Using Bayesian Optimization for Red Teaming Large Language Models

This blog post will be based on the paper "Query-Efficient Black-Box Red Teaming via Bayesian Optimization" by Deokjae Lee, JunYeong Lee, et al., published in 2023. You can read the full paper here.

What do the authors propose?

The authors propose a new method called Bayesian red teaming (BRT). This method is a query-efficient approach to black-box red teaming based on Bayesian optimization. Instead of the traditional methods that create test cases either through human supervision or a language model and then query all these test cases in a brute-force manner, BRT iteratively identifies diverse positive test cases that lead to model failures. It does this by using a predefined user input pool and taking into account past evaluations. Through experiments, they've found that BRT consistently discovers a much larger number of diverse positive test cases within a limited query budget compared to standard baseline methods.

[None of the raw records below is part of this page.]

PR #13727, opened 2019-02-21
build-webpack New Builders

hansl:
Moved the build-webpack builders to the new API. Also some QoL changes around.


packages/angular_devkit/build_webpack/builders.json
```diff
@@ -2,11 +2,19 @@
   "$schema": "../architect/src/builders-schema.json",
   "builders": {
     "webpack": {
+      "implementation": "./src/webpack/index2",
       "class": "./src/webpack",
       "schema": "./src/webpack/schema.json",
       "description": "Build a webpack app."
     },
+    "dev-server": {
```
alan-agius4: why 2 builders that do the same thing?

packages/angular_devkit/build_webpack/src/plugins/architect.ts
```diff
@@ -0,0 +1,157 @@
...
+  'optimizeExtractedChunksBasic',
+  'optimizeExtractedChunks',
+  'optimizeExtractedChunksAdvanced',
+  'afterOptimizeExtractedChunks',
+];
+
+/**
+ * A webpack plugin that reports status and progress to Architect.
+ */
+export class ArchitectPlugin {
```
alan-agius4: <3

packages/angular_devkit/build_webpack/builders.json
hansl: I was thinking of removing the other one. `build-webpack:webpack-dev-server` is redundant. Same for `build-webpack:webpack`, was thinking of renaming it `build`.

packages/angular_devkit/build_webpack/src/plugins/architect.ts
hansl: Yup. It's used all around, makes code way cleaner.

packages/angular_devkit/build_webpack/src/webpack-dev-server/index2.ts
```diff
@@ -0,0 +1,101 @@
...
+        log(stats, config);
+
+        obs.next({
+          success: !stats.hasErrors(),
+          ...result,
+        } as DevServerBuildResult);
+      });
+
+      server.listen(
+        devServerConfig.port === undefined ? 8080 : devServerConfig.port,
```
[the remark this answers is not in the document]
hansl: Not for this builder: https://github.com/angular/angular-cli/blob/master/packages/angular_devkit/build_webpack/src/webpack-dev-server/index.ts#L57

packages/angular_devkit/build_webpack/src/webpack-dev-server/index2.ts
```diff
@@ -0,0 +1,101 @@
...
+        devServerConfig.host === undefined ? 'localhost' : devServerConfig.host,
+        function (this: net.Server, err) {
+          if (err) {
+            obs.error(err);
+          } else {
+            result = {
```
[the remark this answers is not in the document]
hansl: This was the logic of the previous builder.

packages/angular_devkit/build_webpack/src/webpack-dev-server/index2.ts
```diff
@@ -0,0 +1,101 @@
...
+      const server = new WebpackDevServer(webpackCompiler, devServerConfig);
+      let result: DevServerBuildResult;
+
+      webpackCompiler.hooks.done.tap('build-webpack', (stats) => {
+        // Log stats.
+        log(stats, config);
+
+        obs.next({
+          success: !stats.hasErrors(),
+          ...result,
```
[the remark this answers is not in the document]
hansl: Good point. Fixed.

packages/angular_devkit/build_webpack/src/webpack/index2.ts
```diff
@@ -0,0 +1,90 @@
...
+
+export interface WebpackLoggingCallback {
+  (stats: webpack.Stats, config: webpack.Configuration): void;
+}
+export interface WebpackFactory {
+  (config: webpack.Configuration): Observable<webpack.Compiler>;
+}
+
+
+export function runWebpack(
```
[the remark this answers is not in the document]
hansl: The index2_spec_large.ts are the tests moved from the previous builder. This is as much of an entry point as any public/protected class members from the previous builder.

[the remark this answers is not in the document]
hansl: Just as a FYI, I'm planning to do a coverage at one point before release, and add tests for missing pieces where it makes sense.

packages/angular_devkit/build_webpack/src/webpack-dev-server/index2.ts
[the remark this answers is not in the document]
hansl: It seems that this callback is called before the compilation starts, so that would be the case (the done hook is called after the server is listening).

packages/angular_devkit/build_webpack/builders.json
alan-agius4: I think it makes sense

packages/angular_devkit/build_webpack/builders.json
```diff
@@ -1,12 +1,26 @@
 {
   "$schema": "../architect/src/builders-schema.json",
   "builders": {
+    "build": {
+      "implementation": "./src/webpack/index2",
```
filipesilva: Is the idea here that transitioning to the new Architect API means adding the `implementation` field to existing builders, keeping both current and future version at the same time, then remove `class`/`schema` when ready to changeover?

packages/angular_devkit/build_webpack/src/webpack-dev-server/index2.ts
```diff
@@ -0,0 +1,101 @@
...
+    webpackFactory?: WebpackFactory,
+  } = {},
+): Observable<BuilderOutput> {
+  const createWebpack = options.webpackFactory || (config => of(webpack(config)));
+  const log: WebpackLoggingCallback = options.logging
+    || ((stats, config) => context.logger.info(stats.toString(config.stats)));
+
+  config = webpackMerge(config, {
+    plugins: [
+      new ArchitectPlugin(context),
```
filipesilva: Should this be added if progress reporting is not needed?

packages/angular_devkit/build_webpack/src/webpack-dev-server/index2_spec_large.ts
```diff
@@ -0,0 +1,58 @@
...
+
+  it('works', async () => {
+    const run = await architect.scheduleTarget(webpackTargetSpec);
+    const output = await run.result as DevServerBuildResult;
+    expect(output.success).toBe(true);
+
+    const response = await fetch(`http://${output.address}:${output.port}/bundle.js`);
+    expect(await response.text()).toContain(`console.log('hello world')`);
+
+    await run.stop();
```
filipesilva: Would be nice to verify that it has stopped too, by trying to fetch and expecting it to fail.

packages/angular_devkit/build_webpack/src/webpack/index2.ts
```diff
@@ -0,0 +1,90 @@
...
+        }
+      };
+
+      try {
+        if (config.watch) {
+          const watchOptions = config.watchOptions || {};
+          const watching = webpackCompiler.watch(watchOptions, callback);
+
+          // Teardown logic. Close the watcher when unsubscribed from.
+          return () => watching.close(() => { });
```
filipesilva: Is this working? Would be nice to test it.

packages/angular_devkit/build_webpack/src/webpack/index2_spec_large.ts
```diff
@@ -0,0 +1,76 @@
...
+      await createArchitect(workspaceRoot);
+    });
+
+    it('works', async () => {
+      const run = await architect.scheduleTarget({ project: 'app', target: 'build' });
+      const output = await run.result;
+
+      expect(output.success).toBe(true);
+      expect(await vfHost.exists(join(outputPath, 'bundle.js')).toPromise()).toBe(true);
+      await run.stop();
```
filipesilva: It is always necessary to stop manually?

packages/angular_devkit/build_webpack/src/webpack-dev-server/index2.ts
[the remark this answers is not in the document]
clydin: Seems fragile but as long as webpack maintains the ordering, all good.

packages/angular_devkit/build_webpack/src/webpack/index2.ts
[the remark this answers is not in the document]
clydin: Since builders can no longer be directly augmented or have their behavior otherwise adjusted, utility functions such as this and the ones in the second PR are going to be used extensively in third-party builders.  I think extensive test coverage would be prudent in this case to not only ensure functionality but to also prevent future unintentional breaking changes.

packages/angular_devkit/build_webpack/builders.json
hansl: Yes, that's the general idea. Since we will remove the old API though, this will not show up past the beta period. The old API will be completely deleted before we move to RC.

packages/angular_devkit/build_webpack/src/webpack-dev-server/index2.ts
hansl: Progress reporting should always be needed ;)

And yes, we might want to add more info to it later on.

packages/angular_devkit/build_webpack/src/webpack-dev-server/index2_spec_large.ts
hansl: The `stop()` returned Promise resolves when it's actually done (ie. the observable is completed).

packages/angular_devkit/build_webpack/src/webpack/index2.ts
hansl: I'll add some missing test coverage later on.

packages/angular_devkit/build_webpack/src/webpack/index2_spec_large.ts
hansl: Yes, as otherwise we might leak memory.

Edit-based BRT constructs a user input pool

What is Red Teaming Large Language Models?"

Red teaming large language models refers to the practice of identifying many diverse positive test cases that lead to model failures. In this context, a "positive test case" likely means a scenario or input that causes the model to produce incorrect or undesired outputs. The primary objective of red teaming is to probe and understand the vulnerabilities and weaknesses of the model by systematically presenting it with such challenging test cases.

Reference: Ethan Perez, Saffron Huang, Francis Song, Trevor Cai, Roman Ring, John Aslanides, Amelia Glaese, Nat McAleese, and Geoffrey Irving. 2022. "Red teaming language models."

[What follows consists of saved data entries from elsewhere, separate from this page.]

PR #13738, opened 2019-02-21
fix(@angular-devkit/build-angular): add promise polyfill to --es5BrowserSupport provided polyfills

### LINKED ISSUE #13735: es5BrowserSupport add Promise polyfill
# 🚀 Feature request

```
- [ ] new
- [x] build
- [ ] serve
- [ ] test
- [ ] e2e
- [ ] generate
- [ ] add
- [ ] update
- [ ] lint
- [ ] xi18n
- [ ] run
- [ ] config
- [ ] help
- [ ] version
- [ ] doc
```

### Description

When using the new `--es5BrowserSupport` flag I noticed that **Promise** is not being included.

And I can see it's not part of the list here:
https://github.com/angular/angular-cli/blob/master/packages/angular_devkit/build_angular/src/angular-cli-files/models/es2015-polyfills.js

Hence, when I open my app in IE11 I get "Promise is undefined" error. I can fix this by adding `import 'core-js/es6/promise` in my `polyfills.ts` file, but I am thinking it should be part of the defaults of the new flag?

What does the authors proposed?

The authors proposed a method named Bayesian red teaming (BRT). This is a query-efficient strategy for black-box red teaming using Bayesian optimization (BO). The procedure for BRT consists of:

Input Pool Creation: BRT assembles an input pool from inputs either derived through human oversight or a language model (LM). Examples encompass utterances from dialogue datasets or zero-shot generated dialogues.
Test Case Creation: BRT proceeds with the sequential crafting of test cases. The aim is to achieve diverse positive results, done by either choosing or adjusting inputs from the previously mentioned pool.
Iterative Evaluation: During each cycle, BRT harnesses past evaluations to configure a Gaussian Process (GP) model.
Future Test Case Generation: Drawing from the GP model's knowledge, BRT formulates the next test case. The emphasis is on ensuring the test case has a high chance of being positive while also focusing on diversity.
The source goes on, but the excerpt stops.